560		if (dict_table_is_comp(index->table)) {
   0x0000000001a6557d <+152>:	mov    -0x20(%rbp),%rax
   0x0000000001a65581 <+156>:	mov    0x20(%rax),%rax
   0x0000000001a65585 <+160>:	mov    %rax,%rdi
   0x0000000001a65588 <+163>:	callq  0x1a6293a <dict_table_is_comp(dict_table_t const*)>

Just FYI, this is compiled on Linux .....

If there is a problem at all, it is a problem of GCC producing a code as you described on those two CPUs .....
[15 Jul 2016 0:47] Stewart Smith
560		if (dict_table_is_comp(index->table)) {
   0x0000000001a6557d <+152>:	mov    -0x20(%rbp),%rax
   0x0000000001a65581 <+156>:	mov    0x20(%rax),%rax
   0x0000000001a65585 <+160>:	mov    %rax,%rdi
   0x0000000001a65588 <+163>:	callq  0x1a6293a <dict_table_is_comp(dict_table_t const*)>

This is just doing a function call, you'd need to look at the ASM for dict_table_is_comp itself.

Anyway, because this bug has languished for so long, it's likely that everybody has moved to a more recent compiler... which isn't excusing C bitfields as a good idea.
[15 Jul 2016 14:46] Sinisa Milivojevic
Hi Stewart,

First of all, in 5.7.13 dict_table_is_comp() is extremely simple:

Check whether the table uses the compact page format.
@return TRUE if table uses the compact page format */
        const dict_table_t*     table)  /*!< in: table */

#error "DICT_TF_COMPACT must be 1"

        return(table->flags & DICT_TF_COMPACT);

I took a look at 5.5 and 5.6 and it is also the same.
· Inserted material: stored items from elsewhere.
Issue #4278, opened 2022-04-03
Worms cardNumber is 130


skluyskens:
See also https://boardgamegeek.com/image/3169324/milenaguberinic

Maybe you should add a unit test to validate that all cards have unique cardNumber's?

skluyskens:
Space elevator is 13
https://www.fryxgames.se/wp-content/uploads/2016/01/TM013spaceelevator.ai_1.jpg

skluyskens:
Heather is 88
https://entropymag.org/wp-content/uploads/2017/11/IMG_6241.jpg

kberg:
> Maybe you should add a unit test to validate that all cards have unique cardNumber's?

We've talked about that. It'll be a bear of an effort because card numbers are currently corrected by best effort.

Thanks for the report.

kberg:
The card number is no longer a visual component. Closing this bug.

Issue #2775, opened 2021-02-16
"Show card numbers" for corporations (minor issues)


kevinb9n:
1. Livin' on the edge

<img src=https://user-images.githubusercontent.com/934551/108095676-fb338500-7034-11eb-8ff3-1a273e583c3d.png width=600>

2. Is there value in the id numbers given that we have to invent them?

3. The numbers chosen seem kinda random? Simon's numbering makes sense to me (https://ssimeonoff.github.io/cards-list, hit corps, numbers aren't shown but they're in that order)

@kberg, I think?

kberg:
Agreed the layout is broken for corps. I assumed I was the only one
interested in this given feedback when I wrote it. But I will prioritize
laying it out.
ID numbers are at least helpful in reporting bugs. And for me they have
been helpful in finding cards as I develop and debug them, even if some of
them are arbitrary. Since they're not keys in our app, they can change
(though of course that adds the same kind of problems that come with
renumbering highway exits.)

kevinb9n:
Cool. Well, I like the id numbers. Universal identifiers are good. There are pairs of card names that are very similar, and in other languages there might be *different* pairs of card names that are similar, etc.

I think renumbering (chrono-then-alpha as Simon has) would be "nice". Or, for corporations a three-letter code would have the advantage of being somewhat "knowable". (Other card ids are knowable only by looking at the physical copy, but at least that's something.) The only conflict so far is Teractor vs Terralabs (suggest TER vs TRR).

kberg:
The moon will not help with easy 3-letter characters. This is like naming
airports, or borg cells.

kberg:
I'm wondering whether card numbers are worthwhile any more. Going to poll Discord to ask.

kberg:
The card number is no longer a visual component. Closing this bug.

PR #4336, opened 2022-04-20
Remove the Card Number component from cards.

kberg:
It's not helping, and gets visually in the way.


kberg:
Fixes #4278
Fixes #2775

nwai90 (approved):

PR #4340, opened 2022-04-21
Fix HowToPay bugs in processInput

Strikeskids:
This PR validates the amounts specified in HowToPay so that people aren't able to generate free resources by paying negative amounts. 

It shares more of the computation of how much to pay between finding valid cards to play and actually playing the card.


kberg:
Replacing this with #4734 which solves all the merge conflicts. You get full credit though. Thank you!

Issue #3038, opened 2021-03-26
Feature request: reduce number of click for Helion


vsrisuknimit:
This suggestion

![image](https://user-images.githubusercontent.com/14239220/112699205-b4ba1d00-8e61-11eb-9dc9-1d61de041c8e.png)

or alternatively a button just for Helion such that mc will always be spent before while this button is toggled.

nwai90:
The button is a better approach if this is to be done as it avoids additional custom deck manipulation. There are also several other reasons why you would want to spend heat before MC, e.g. endgame MC tiebreaker.

kberg:
A max for the MC button is reasonablel, at the very least.

PR #4345, opened 2022-04-22
Adds a "Max" button for Megacredits.

kberg:
The SHTP widget doesn't really do much when the megacredit value
changes; it's up to players to change the other units. That can change.

But for now, this will do the bare minimum while generating feedback for
how to refine this.


kberg:
Applies to #3038

bafolts (approved):

PR #4346, opened 2022-04-22
Extra visuzliation for action cards played this generation

### LINKED ISSUE #3046: Feature request: see what cards you have used or hasnt used for putting res on them
It would be awesome if when you for example need to put floaters on your cards that among your res-order options it would be clear what cards you have used this gen (and can thu not be used this gen).

As it is now you have do keep track of it in your mind or scroll down to your played cards to see what cards are "greyed-out" or not.

kberg:
Two changes:
1. When having to select a card for adding resources, if the card was played this generation, use the dark filter.
2. When hovering over a card with a dark filter, remove the filter, making it easier to see.

This fixes #3046

### DIFF
--- a/src/client/components/SelectCard.vue
+++ b/src/client/components/SelectCard.vue
@@ -6,7 +6,7 @@
               <input v-if="isSelectOnlyOneCard()" type="radio" v-model="cards" :value="card" />
               <input v-else type="checkbox" v-model="cards" :value="card" :disabled="playerinput.maxCardsToSelect !== undefined && Array.isArray(cards) && cards.length >= playerinput.maxCardsToSelect && cards.includes(card) === false" />
             </template>
-            <Card :card="card">
+            <Card :card="card" :actionUsed="isCardActivated(card)">
               <template v-if="playerinput.showOwner">
                 <div :class="'card-owner-label player_translucent_bg_color_'+ getOwner(card).color">
                   {{getOwner(card).name}}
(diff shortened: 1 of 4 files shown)


kberg:
image
image

kberg:
And works in the Played Cards section:

image

src/client/components/SelectCard.vue
```diff
@@ -161,6 +161,10 @@ export default Vue.extend({
     buttonLabel(): string {
       return this.isSelectOnlyOneCard() ? this.playerinput.buttonLabel : this.playerinput.buttonLabel + ' ' + this.cardsSelected();
     },
+    isCardActivated(card: CardModel): boolean {
+      // Copied from PlayerMixin.
+      return this.playerView.thisPlayer.actionsThisGeneration?.includes(card.name);
```
bafolts, line 166:
```suggestion
      return this.playerView.thisPlayer.actionsThisGeneration.includes(card.name);
```

I don't think the `?` is necessary. Since this is compiling typescript must think this will never return `undefined`.

src/client/mixins/PlayerMixin.ts
```diff
@@ -44,11 +44,7 @@ export const PlayerMixin = {
       card: CardModel,
       player: PublicPlayerModel,
     ): boolean {
-      return (
-        (player !== undefined &&
-                player.actionsThisGeneration !== undefined &&
-                player.actionsThisGeneration.includes(card.name)) || card.isDisabled
-      );
+      return player?.actionsThisGeneration?.includes(card.name) || card.isDisabled;
```
bafolts, line 47: According to our types both `player` and player.actionsThisGeneration` should be defined. These checks for `undefined` are unnecessary.

bafolts (approved):

src/client/mixins/PlayerMixin.ts
kberg: They are!

src/client/components/SelectCard.vue
kberg: Fixed! Why doesn't a linter warn about this?

PR #4347, opened 2022-04-22
Remove checkbox from card selection, replace with subtle brightness shift.

### LINKED ISSUE #3211: Remove the orange bar - revert to the orange border
In cases where only one card is available to select, the orange bar occludes the text.

image

kberg:
Fixes #3211

Before
image
After
image

### DIFF
--- a/src/styles/cards.less
+++ b/src/styles/cards.less
@@ -95,26 +95,15 @@
     box-shadow: 0 0 2px 1px black;
 }
 
-input[type="checkbox"]:checked + .filterDiv,
-input[type="radio"]:checked + .filterDiv {
-    box-shadow: 0 0 0 2px #303030, 0 0 0px 6px #c97e23;
+input[type="checkbox"] + .filterDiv,
+input[type="radio"] + .filterDiv {
+    filter: brightness(0.9);
 }
 
-input[type="checkbox"]:checked + .filterDiv::after,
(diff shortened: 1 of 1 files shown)


nwai90:
@kberg I found some issues with this change, as the same UI is shared for colony and turmoil party selection, so the checkmarks are removed for those as well. We might need to define new classes for it so that we preserve the visual indicator for at least the turmoil parties:

Screenshot 2022-04-24 at 12 10 44 PM

Screenshot 2022-04-24 at 12 10 54 PM

kberg:
Ooh, thank you. Yes, that makes sense.

pauliimmonen:
I wonder if this could be the more subtle approach? I kept the checkbox for distinguishability and as small as possible above the card. Tho I had to make few pixels room between card rows. Too small checkbox would be behind the corporation tag and it looked very inconvenient in front of it. Colonies and turmoil checkboxes as they were.

project_cards
standard

kberg:
> I wonder if this could be the more subtle approach? I kept the checkbox for distinguishability and as small as possible above the card. Tho I had to make few pixels room between card rows. Too small checkbox would be behind the corporation tag and it looked very inconvenient in front of it. Colonies and turmoil checkboxes as they were.
> 
> project_cards standard

That would also be terrific.

kberg:
Closing in favor of #5018

Issue #2861, opened 2021-02-27
Solo mode is part of the Corporate Era expansion (selecting CorpEra should be mandatory)


kevinb9n:
The published rule is that solo mode only exists when using the Corporate Era expansion. The reason is that the developers feel that solo without CorpEra [makes for a bad game](https://boardgamegeek.com/thread/1663126/article/24081575#24081575).

Scanning a few threads suggests also that solo made is actually harder (!) without CorpEra, which is opposite to what players who choose this surely expect.

The app allows solo without CorpEra. I'm not sure if it is intentional. Allowing it may not be "free", because new players will be likely to assume that's how they want to play, not knowing any of the above. It is intuitively "obvious" that this would make for an easier learning curve, but surprisingly, virtually every game concept is encountered somewhere in the base deck alone anyway.

kevinb9n:
Hello thumb! I would welcome the counterarguments.

I think it's fair to frame it like this: of the infinite unofficial variants that could be supported, why should this one make the cut?

I do think the standard to meet should be a bit higher than "some people want to play this way sometimes". The fact that it's very intentionally not an official variant should have *some* amount of weight.

SliceOfBread:
What is the benefit and what is the effort to gain that benefit? In this case, the benefit is fleetingly small and the effort is not.

OTOH, if this were already the status quo, I would make the same exact argument against adding a Solo w/o Corp Era mode.

In the interest of fairness, I will try this mode out and see how bad a game it makes for.

SliceOfBread:
I played the Beginner Corp and won with 124 pts. so I don't think this will be challenging to anyone but a real beginner. I don't see any reason not to allow it though.

kevinb9n:
(this issue isn't related to Beginner Corp)

The *main* issue here isn't offering a variant that the fryxfolks intentionally didn't want; it's that unsuspecting players are getting that variant without having any idea they're going outside those bounds.

bafolts:
I have a funny story here which helps to prove @kevinb9n 's point. I didn't realize corporate era was a thing for solo games. When I first wrote this game and I would test solo mode I was wondering how anyone could ever win. Will update this to only show the corporate era option when more than one player. Jonathan Fryxelius' word is always final.

kberg:
[...]

PR #4357, opened 2022-04-24
When selecting a solo game re-enable corporate era.

kberg:


kberg:
This partially addresses #2861

nwai90 (approved):

PR #927, opened 2023-07-20
Remember recipients

### LINKED ISSUE #743: Autocomplete recipients using known addresses
### Problem

Seems fairly self-explanatory. I have contacts. I'm currently not really given any mechanism to manage those contacts.

### Proposal

I'd like to be able to manage contacts using some form of app. Maybe not integrated into Mail though since contacts could be used in the calendar invites, for example.

Also, Mail should be able to autocomplete my recipients in the To, CC, and BCC fields using aforementioned contacts.

### Prior Art (Optional)

_No response_

leolost2605:
- When sending a message add all recipients to the primary addressbook which defaults to the `eds:system-address-book`
- This allows these addresses to be autocompleted (I've seen some more or less recent issues about autocomplete not working however it does for me, if somebody has still issues it would be good to know :))
- Also as they are currently added to the primary addressbook they will show up in e.g. gnome contacts under the "Local Address Book"
- We also respect the history settings (I think that's right here, or is it?)
- This has nothing to do with any online account contacts that come with configured email accounts. They are still not recognized and/or edited

Fixes #743


src/Backend/ContactManager.vala
```diff
@@ -67,6 +70,63 @@ public class Mail.ContactManager : GLib.Object {
...
 
+    public async void remember_mail_address (string address, string? name) {
+        name = name ?? address;
+
+        if (!Granite.Services.System.history_is_enabled ()) {
+            debug ("History disabled, don't remember email addresses.");
+            return;
+        }
+
+        if (address in email_addresses) {
```
zeebok, line 81: Is this totally necessary? add_persona_from_details already checks for existing details for us, and this list isn't utilized anywhere else.

leolost2605: I know it says in the docs it does but with my testing it still creates additional entries that for example show up in GNOME Contacts... maybe I'm doing something wrong?

zeebok:
This one really got away from me. I am going to try and test this by the end of this coming weekend. Besides the one comment, which your code may be necessary, this code seems fine. Would be good to see this get merged and closed!

src/Backend/ContactManager.vala
zeebok: I have been looking at the docs more and I wonder if what we should be doing is seeing if an individual exists with the details in question, and if they do use that as the parent in the `add_persona_from_details` call? That way if it is the same person but different email, the contact gets appended to instead of a new contact with the same name.

zeebok (approved):
Finally got to dig into this more. I can confirm that on the current release in 7.1 it doesn't seem to remember recipients and this fix does the trick. Thanks for this!

PR #930, opened 2023-07-22
Swipe to archive and trash

### LINKED ISSUE #551: Support for Multi-touch track pad gestures
## Proposal
Provide multi touch track pad gestures for archiving, deleting messages or other performing other actions from the messages list.

## Prior Art
The Mac OS Mail app does this.

https://user-images.githubusercontent.com/68198116/110114277-6376ba80-7dda-11eb-8881-63916036e578.mp4

Also, almost every mobile mail app has swiping features.

leolost2605:
Fixes #551

Swipe right to archive, swipe left to trash.

If somebody knows CSS the backgrounds of the action parts need improvements (I'm not very familiar with CSS and didn't find something like a `@destructive_color` so idk :)) because it definitely can't be merged as is (I had suggested action for archive and destructive action for trash in mind but am open to suggestions). Also some more UX questions might be debatable like what actions should it be (maybe mark read instead of archive as I think Apple does) or whether mouse drag should be disabled.

This also includes some GTK4 prep and bug fixes as it moves the `create_context_menu` method into the `ConversationListItem` which brings the advantage that we don't rely on `get_row_at_y` anymore which isn't available in GTK4's ListView and already was a bit buggy especially if the list was scrolled down and then with this PR the coordinates reported by `button_press_event` were wrong entirely probably because of the carousel 🤷. (For some reason using the `action_name` on the MenuItems didn't work so I had to activate the actions manually, any ideas why that is?)


leolost2605:
@lenemter thanks for the PR!

danirabbit:
Proposed gresourcing icons including a symbolic here: https://github.com/elementary/mail/pull/933

data/ConversationListItem.css
```diff
@@ -0,0 +1,41 @@
...
+}
+
+archive-affordance.right {
+    border-top-left-radius: 6px;
+    border-bottom-left-radius: 6px;
+}
+
+archive-affordance image,
+archive-affordance label {
+    color: mix(@theme_fg_color, @success_color, 0.6);
```
danirabbit, line 39: iOS mail uses purple which I think is quite nice:

Screenshot from 2023-07-22 13 35 46

```suggestion
    background-color: mix(@theme_bg_color, @GRAPE_500, 0.3);
    padding: 12px;
}

archive-affordance.left {
    border-top-right-radius: 6px;
    border-bottom-right-radius: 6px;
}

archive-affordance.right {
    border-top-left-radius: 6px;
    border-bottom-left-radius: 6px;
}

archive-affordance image,
archive-affordance label {
    color: mix(@theme_fg_color, @GRAPE_500, 0.6);
```

leolost2605: It does look nice :)

src/ConversationList/ConversationListItem.vala
```diff
@@ -83,13 +95,67 @@ public class Mail.ConversationListItem : VirtualizingListBoxRow {
...
+        carousel.add (trash_affordance);
+        carousel.scroll_to (grid);
+
         get_style_context ().add_class ("conversation-list-item");
-        add (grid);
+        child = carousel;
 
         show_all ();
+
+        button_release_event.connect ((e) => {
```
danirabbit, line 117: While we’re here can we use an event controller? https://valadoc.org/gtk+-3.0/Gtk.GestureSingle.html

lenemter:
It would be really nice if these gestures were customizable e.g. move instead of archive.

danirabbit:
@lenemter I agree it would be nice to allow selecting different actions, but I think it could wait for another branch so this doens't get stuck in review for a long time

src/ConversationList/ConversationListItem.vala
leolost2605: TBH I've never managed to get Controllers to work in GTK3 :(

When I do this in the `ConversationListItem`:

```vala
        var gesture = new Gtk.GestureMultiPress (this) {
            button = Gdk.BUTTON_SECONDARY,
            propagation_phase = BUBBLE
        };
``` 

I never get a signal. Any ideas why that is?

lenemter: In Gtk3 widgets don't contain references to controllers, so you need to save your `gesture` to a field. Just add `private Gtk.GestureMultiPress gesture;` in class.

leolost2605: Oh that makes sense then, probably over read it somewhere :(
Thank you, it's fixed now!

leolost2605:
This also fixes the issue that the mark menu in the headerbar didn't get updated when a message for example switched from read to unread.

danirabbit (approved):
Nice work! I think this is working as expected and code improvements look great too

PR #935, opened 2023-07-25
Update metainfo

leolost2605:
A lot was already added in #920 this only adds some more small things that were added since then and fixes a little issue.

I probably should've done this with every PR and will try to do that from now on :)
Also as I've successfully avoided updating metainfo until now if I did something wrong please tell me.


zeebok:
Don't forget about the new, shiny signature support you added!

PR #937, opened 2023-07-25
ConversationListItem: set menu attach widget

danirabbit:
Set menu attach widgets so that `action_name` works as expected

while here, use `child` and avoid long lines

Getting the code for the inlined function is not easy, but I got it ..... Here it is:

  0x0000000001a6293a <+0>:	55	push   %rbp
   0x0000000001a6293b <+1>:	48 89 e5	mov    %rsp,%rbp
   0x0000000001a6293e <+4>:	48 83 ec 10	sub    $0x10,%rsp
   0x0000000001a62942 <+8>:	48 89 7d f8	mov    %rdi,-0x8(%rbp)
   0x0000000001a62946 <+12>:	48 83 7d f8 00	cmpq   $0x0,-0x8(%rbp)
   0x0000000001a6294b <+17>:	0f 94 c0	sete   %al
   0x0000000001a6294e <+20>:	0f b6 c0	movzbl %al,%eax
   0x0000000001a62951 <+23>:	48 85 c0	test   %rax,%rax
   0x0000000001a62954 <+26>:	74 18	je     0x1a6296e <dict_table_is_comp(dict_table_t const*)+52>
   0x0000000001a62956 <+28>:	ba 7e 02 00 00	mov    $0x27e,%edx
   0x0000000001a6295b <+33>:	48 8d 35 d6 25 7c 00	lea    0x7c25d6(%rip),%rsi        # 0x2224f38
   0x0000000001a62962 <+40>:	48 8d 3d c9 26 7c 00	lea    0x7c26c9(%rip),%rdi        # 0x2225032
   0x0000000001a62969 <+47>:	e8 7e 52 12 00	callq  0x1b87bec <ut_dbg_assertion_failed(char const*, char const*, unsigned long)>
   0x0000000001a6296e <+52>:	48 8b 45 f8	mov    -0x8(%rbp),%rax
   0x0000000001a62972 <+56>:	0f b6 40 34	movzbl 0x34(%rax),%eax
   0x0000000001a62976 <+60>:	0f b6 c0	movzbl %al,%eax
   0x0000000001a62979 <+63>:	83 e0 01	and    $0x1,%eax
   0x0000000001a6297c <+66>:	c9	leaveq 
   0x0000000001a6297d <+67>:	c3	retq   

You can forget all the code until 0x1a62972, because it is there only in debug version.
As you can see the produced code is very, very simple on Intel. And this is done by using GCC 4.8.3 without any optimizations in the compile arguments, not even -O. And still, it is very, very simple ....

Hence, it is my conclusion that this is a problem with GCC compiler for POWER8 and PowerPC. This is a pity, since both are fantastic CPUs.